→ **EXERCISE**: Answer with one number: the count of lines in this material that hold the word "much".
****
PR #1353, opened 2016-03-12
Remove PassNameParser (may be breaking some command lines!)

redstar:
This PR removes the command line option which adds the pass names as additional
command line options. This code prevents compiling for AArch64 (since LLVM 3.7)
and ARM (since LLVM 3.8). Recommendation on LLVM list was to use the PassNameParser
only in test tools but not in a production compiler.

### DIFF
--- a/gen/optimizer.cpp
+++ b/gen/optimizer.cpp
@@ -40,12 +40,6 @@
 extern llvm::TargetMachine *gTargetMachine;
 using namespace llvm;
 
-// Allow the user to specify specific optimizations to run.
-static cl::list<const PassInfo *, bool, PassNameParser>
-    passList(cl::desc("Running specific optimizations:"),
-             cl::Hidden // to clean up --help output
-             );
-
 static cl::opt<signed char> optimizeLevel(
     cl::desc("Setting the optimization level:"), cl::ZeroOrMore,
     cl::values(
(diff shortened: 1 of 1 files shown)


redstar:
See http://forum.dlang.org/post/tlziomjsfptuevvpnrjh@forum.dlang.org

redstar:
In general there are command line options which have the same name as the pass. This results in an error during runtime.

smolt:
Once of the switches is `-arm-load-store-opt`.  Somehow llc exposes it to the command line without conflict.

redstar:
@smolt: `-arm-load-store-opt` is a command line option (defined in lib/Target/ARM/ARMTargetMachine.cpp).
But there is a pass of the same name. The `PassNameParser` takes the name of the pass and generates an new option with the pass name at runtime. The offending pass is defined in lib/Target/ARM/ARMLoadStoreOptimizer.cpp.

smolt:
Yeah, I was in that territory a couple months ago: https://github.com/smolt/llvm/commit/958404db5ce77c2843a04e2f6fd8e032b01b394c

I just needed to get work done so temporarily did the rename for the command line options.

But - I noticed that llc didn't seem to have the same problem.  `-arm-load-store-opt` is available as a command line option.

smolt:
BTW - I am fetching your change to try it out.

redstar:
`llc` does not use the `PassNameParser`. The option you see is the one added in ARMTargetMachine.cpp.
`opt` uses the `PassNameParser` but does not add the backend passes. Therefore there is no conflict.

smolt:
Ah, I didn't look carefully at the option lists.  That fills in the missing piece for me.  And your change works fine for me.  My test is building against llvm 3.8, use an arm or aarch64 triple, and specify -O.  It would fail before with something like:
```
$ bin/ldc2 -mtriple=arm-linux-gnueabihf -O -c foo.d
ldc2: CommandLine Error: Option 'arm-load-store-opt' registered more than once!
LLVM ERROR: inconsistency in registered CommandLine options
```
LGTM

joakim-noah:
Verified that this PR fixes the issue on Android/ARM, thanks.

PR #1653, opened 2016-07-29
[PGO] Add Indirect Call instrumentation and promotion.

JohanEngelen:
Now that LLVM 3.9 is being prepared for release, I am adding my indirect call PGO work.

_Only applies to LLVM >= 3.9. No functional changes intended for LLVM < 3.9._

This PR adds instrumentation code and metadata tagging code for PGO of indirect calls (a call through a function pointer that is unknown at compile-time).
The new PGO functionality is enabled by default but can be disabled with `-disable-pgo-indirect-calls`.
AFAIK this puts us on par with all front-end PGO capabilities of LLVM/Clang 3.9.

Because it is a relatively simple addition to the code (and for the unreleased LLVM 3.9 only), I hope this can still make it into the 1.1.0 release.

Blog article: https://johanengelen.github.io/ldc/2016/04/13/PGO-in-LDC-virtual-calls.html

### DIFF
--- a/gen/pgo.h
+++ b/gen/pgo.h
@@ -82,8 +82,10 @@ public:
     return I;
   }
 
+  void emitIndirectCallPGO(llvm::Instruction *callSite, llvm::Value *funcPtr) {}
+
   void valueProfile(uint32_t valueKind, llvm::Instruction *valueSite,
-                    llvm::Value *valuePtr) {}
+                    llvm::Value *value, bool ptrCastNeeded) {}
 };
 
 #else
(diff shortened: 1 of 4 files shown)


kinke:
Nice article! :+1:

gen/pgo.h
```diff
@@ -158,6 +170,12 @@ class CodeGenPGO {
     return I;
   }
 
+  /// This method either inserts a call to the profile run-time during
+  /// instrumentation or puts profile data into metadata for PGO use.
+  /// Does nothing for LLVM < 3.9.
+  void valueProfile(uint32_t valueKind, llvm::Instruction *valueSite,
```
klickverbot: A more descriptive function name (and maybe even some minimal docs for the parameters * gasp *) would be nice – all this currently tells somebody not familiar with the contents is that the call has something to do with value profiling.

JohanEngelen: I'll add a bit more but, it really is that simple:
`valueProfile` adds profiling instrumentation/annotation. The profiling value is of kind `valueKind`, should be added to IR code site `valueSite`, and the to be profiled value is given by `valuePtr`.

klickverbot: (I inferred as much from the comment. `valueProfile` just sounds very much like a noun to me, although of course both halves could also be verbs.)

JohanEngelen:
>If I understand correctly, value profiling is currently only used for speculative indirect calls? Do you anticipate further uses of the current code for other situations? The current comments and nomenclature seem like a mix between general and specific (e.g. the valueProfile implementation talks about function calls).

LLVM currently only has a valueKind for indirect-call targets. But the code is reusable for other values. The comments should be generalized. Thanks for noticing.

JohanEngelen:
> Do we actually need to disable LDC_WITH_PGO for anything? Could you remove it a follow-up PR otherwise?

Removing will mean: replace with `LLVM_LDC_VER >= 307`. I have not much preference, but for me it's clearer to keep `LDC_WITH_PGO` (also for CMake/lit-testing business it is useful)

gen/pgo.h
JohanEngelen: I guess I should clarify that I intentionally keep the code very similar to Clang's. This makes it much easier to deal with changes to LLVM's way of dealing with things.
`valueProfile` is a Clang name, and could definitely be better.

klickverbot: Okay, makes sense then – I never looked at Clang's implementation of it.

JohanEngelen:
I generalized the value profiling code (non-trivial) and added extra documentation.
****
→ **TASK SOLUTION**: 3